02 Jun 2014 11:15 AM | Lisa Sansom (Administrator)
Lucy Hone's 12 year old daughter, Abigail, was killed in a car crash in New Zealand on June 1, 2014. 

Lucy Hone is from the MAPP.5 class. She is a powerful force not only for positive psychology, but also for positive health which is the focus of her PhD. She is working very hard to spread positive psychology in the NZ community. Any death is, of course, a tragedy, but that it should happen so suddenly to someone so young and from such a positive vibrant family is heartbreaking on many levels. I know our thoughts and hearts go out to Lucy, her husband Trevor, and their family at this time. 

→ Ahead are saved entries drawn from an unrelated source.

PR #867, opened 2020-06-01
chore: Remove OWNERS files in vendor/ when updating deps

rhuss:


navidshaikh:
The default build tests reporting the diff for removed OWNERS files, either this can added in test-infra build tests (to have this consistent among other repos) or override build tests in client repo. @rhuss WDYT ?

rhuss:
I just added this to build.sh (to remove the ownerfiles too)

Unfortunately we can't source test-infra scripts into build.sh as the rely on bash 4 which is not available ootb on macos. But the build script should really work for developers ootb

We could move the diff check to not use build sh -x but directly update-deps.sh which might be even the better solution

PR #3, opened 2015-02-15
First milestone, working with Travis.

abelsiqueira:


dpo:
I've incorporated your changes related to the Julia interface. The rest is tricky because there are many commits, some are duplicated, some undo things that others did, and many modify multiple files. Would you mind opening PRs to submit the following separately:

- the medium interface
- the raw interface
- anything related to Travis
- any other updates you'd like to merge.

I could simply copy the files, but I'd rather they retain your name on them. For the raw interface, could you put your Python script in some `aux` or `util` folder?

For now, the finalizer is still called `cutest_finalize` (not `terminate`) and it's still in `CUTEst.jl` (not in `julia_interface.jl`). The reason is that it seems the constructor and destructor should stay together, and Julia associates finalizers with `finalizer()`. However, in the raw interface, we should clearly use the name `terminate`.

I've also decided to not change all `int32`s to `Cint`s and all `float64`s to `Cdouble`s. You're right that Julia considers them the same, but just for clarity, I'd rather only use `Cint` and `Cdouble` to indicate explicitly that we're doing something that has to do with calling a C function.

Finally, I made a small change to `objgrad()`, where the objective value wasn't returned as a scalar.

Many thanks again for all your work!

abelsiqueira:
Hey, just passing to say that I read, and will try to work on that later this week.

abelsiqueira:
My class was canceled, so I taking a quick look around.
Your commit e9d9edb is not doing what was intended. Running CSETUP twice "does not work". See Issue #4.

I'll start cherry-picking the commits for the different pull-requests, but I'll use 7beb087 as base.

dpo:
I know. I just haven't addressed that problem yet. I was hoping to fix CUTEst to keep this history clean.

abelsiqueira:
I previously mentioned that I was gonna use 7beb087 as base to the new pull request, but working on the code, I noticed that e9d9edb can be used as a substitute for `initialized` on the Model. So I rebase what I was doing, and made the first pull request.
Also, I'm closing this.

PR #11, opened 2015-03-05
Improve testing and coverage

abelsiqueira:
Test julia interface functions against expected values.
Change layout of testing, so that the next tests will be easier to make.


dpo:
Looks great, thanks!

PR #12, opened 2015-03-05
Create unconstrained testing against HS4

abelsiqueira:
HS4 is unconstrained, and the test code is the same.
Note that, currently, we can't call these two tests in the same julia instance, so the `Pkg.test` only runs with HS32, and then we create another julia instance to run `runtests_unc.jl`. This means no increase in coverage.

### DIFF
--- a/test/hs4.jl
+++ b/test/hs4.jl
@@ -1,0 +1,7 @@
+# HS4 definitions for testing purposes
+nvar = 2
+ncon = 0
+f(x) = (x[1]+1)^3/3 + x[2]
+g(x) = [(x[1]+1)^2; 1]
+H(x) = [2*(x[1]+1) 0; 0 0]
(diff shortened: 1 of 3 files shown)


test/hs4.jl
```diff
@@ -0,0 +1,7 @@
+# HS4 definitions for testing purposes
+nvar = 2
+ncon = 0
+f(x) = (x[1]+1)^3/3 + x[2]
+g(x) = [(x[1]+1)^2; 1]
+H(x) = [2*(x[1]+1) 0; 0 0]
+x0 = [1.125; 0.125]
```
dpo: Why is it necessary to also define `x0` here? Shouldn't we always use `x0 = nlp.meta.x0`?

abelsiqueira: True, my mistake. Will fix this and open another PR.

PR #17, opened 2015-03-13
Core interface

abelsiqueira:
This bundle contains
- The script to generate, and the generated, core interface
- Tests for a large part of the core interface
- Change in `CUTEst.jl` to use the core interface instead of the `ccall`.

Some constrained functions were not tested, specially the finite element related.
Most unconstrained functions were not tested, as they were not going to improve coverage.


dpo:
Thanks a lot for all this! Sorry I was away for a while.

dpo:
Something might have changed in Julia nightly:
https://travis-ci.org/optimizers/CUTEst.jl/jobs/56270657#L552

PR #18, opened 2015-03-30
Fix for DL_LOAD_PATH

abelsiqueira:
DL_LOAD_PATH has been moved from Base to Base.Libdl.
Compat provides de backwards compatibility


dpo:
Thanks!

PR #21, opened 2015-05-08
Fix type warnings and & in objcons ccall

abelsiqueira:
Remove some warnings, and fix a `ccall`.

### DIFF
--- a/src/julia_interface.jl
+++ b/src/julia_interface.jl
@@ -9,7 +9,7 @@ function objcons(nlp :: CUTEstModel, x :: Array{Float64,1})
   if ncon > 0
     @eval ccall((:cutest_cfn_, $(nlp.libname)), Void,
                 (Ptr{Int32}, Ptr{Int32}, Ptr{Int32}, Ptr{Float64}, Ptr{Float64}, Ptr{Float64}),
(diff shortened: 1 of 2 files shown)


src/julia_interface.jl
```diff
@@ -9,7 +9,7 @@ function objcons(nlp :: CUTEstModel, x :: Array{Float64,1})
   if ncon > 0
     @eval ccall((:cutest_cfn_, $(nlp.libname)), Void,
                 (Ptr{Int32}, Ptr{Int32}, Ptr{Int32}, Ptr{Float64}, Ptr{Float64}, Ptr{Float64}),
-                 $(io_err),  $(nvar),    $(ncon),    $(x),         $(f),         $(c));
+                 $(io_err),  &$(nvar),   &$(ncon),   $(x),         $(f),         $(c));
```
dpo: Do we want this? Those variables have been set by the call to `cutest_csetup`. I know `cutest_cfn` can also return those values, but I've never liked the fact that you can get them from several places.

abelsiqueira: Actually I only did this because they should be pointers, and without this I get deprecation warnings.
I followed what was used in the other ccalls inside `julia_interface.jl`.

dpo:
Closing since this is included in other PRs.

Issue #22, opened 2015-05-15
Interface with MathProgBase


dpo:
We should do it for compatibility. The [AMPL interface](https://github.com/mlubin/AMPLMathProgInterface.jl) can serve as a model. Seems pretty straightforward.

dpo:
This issue should probably be migrated to NLPModels.jl.

PR #25, opened 2015-06-19
Interface with MathProgBase

abelsiqueira:
Implements #22.

This doesn't have a travis test yet.
I [tested](https://gist.github.com/abelsiqueira/d0a8fa2507b271a77be5) with `Ipopt.jl` in v0.4.

This has room to improvement, especially with the inplace function calls, but I'd rather wait for the intermediate interface, since it will be much cleaner then.

### DIFF
--- a/REQUIRE
+++ b/REQUIRE
@@ -1,1 +1,2 @@
 Compat
+MathProgBase
--- a/src/CUTEst.jl
+++ b/src/CUTEst.jl
@@ -51,6 +51,7 @@ end
 
 include("core_interface.jl")
 include("julia_interface.jl")
+include("MathProgBase_interface.jl")
 
 # Decode problem and build shared library.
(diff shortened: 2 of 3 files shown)


dpo:
Also wanted to draw your attention to https://github.com/dpo/NLPModels.jl

abelsiqueira:
Dropping this in favor of NLPModels.
Also, see [this](https://drive.google.com/file/d/0B93L4n2eB78POUdjZUtNd3BnYlk/view?usp=sharing).

dpo:
That's great, thanks. Was the graph generated automatically? Were you looking at the `develop` branch? There's no type named `NLPModel`, but there's a `JuMPNLPModel`.

abelsiqueira:
I used [draw.io](https://www.draw.io/). I invited you to the graph.

I wasn't looking at `develop` in fact. I'll check it out again.

PR #35, opened 2015-08-04
Require is deprecated on 0.4

abelsiqueira:
`require` is deprecated on 0.4

### DIFF
--- a/src/CUTEst.jl
+++ b/src/CUTEst.jl
@@ -2,7 +2,7 @@
 
 module CUTEst
 
-require(Pkg.dir("MathProgBase","src","NLP","NLP.jl"))
+push!(LOAD_PATH, Pkg.dir("MathProgBase","src","NLP"))
 using NLP  # Defines NLPModelMeta.
 using Compat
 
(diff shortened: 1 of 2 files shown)


src/CUTEst.jl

Another family was also impacted by the tragedy as Abigail was in a friend's car at the time. Abigail's 12 yr old friend, Ella Yasmin Summerfield, and her mother were also killed. Ella and Abigail are "the two gorgeous girls" in the article that appeared in The Press, press.co.nz.  The father of the other family was driving and is in hospital. It appears that the crash was entirely bad luck and the responsibility of the other driver who ran a stop sign at a very high speed. The car that Abigail was in was driving at the speed limit and all were wearing seatbelts. It's truly a horrific tragedy.

Please use the space below to add your thoughts and feelings - memories of Abigail and condolences for Lucy, Trevor, and their sons Ed and Paddy. 




Comments

  • 03 Jun 2014 9:49 AM | Lisa Sansom (Administrator)
    Dear Lucy and family - our thoughts are with you during this unbearable time. The community - all around the world - loves and supports you and we are sending that across the miles. If we all could be there, we would. We're there with you in loving spirit. Abi will be loved and remembered forever in all of our hearts.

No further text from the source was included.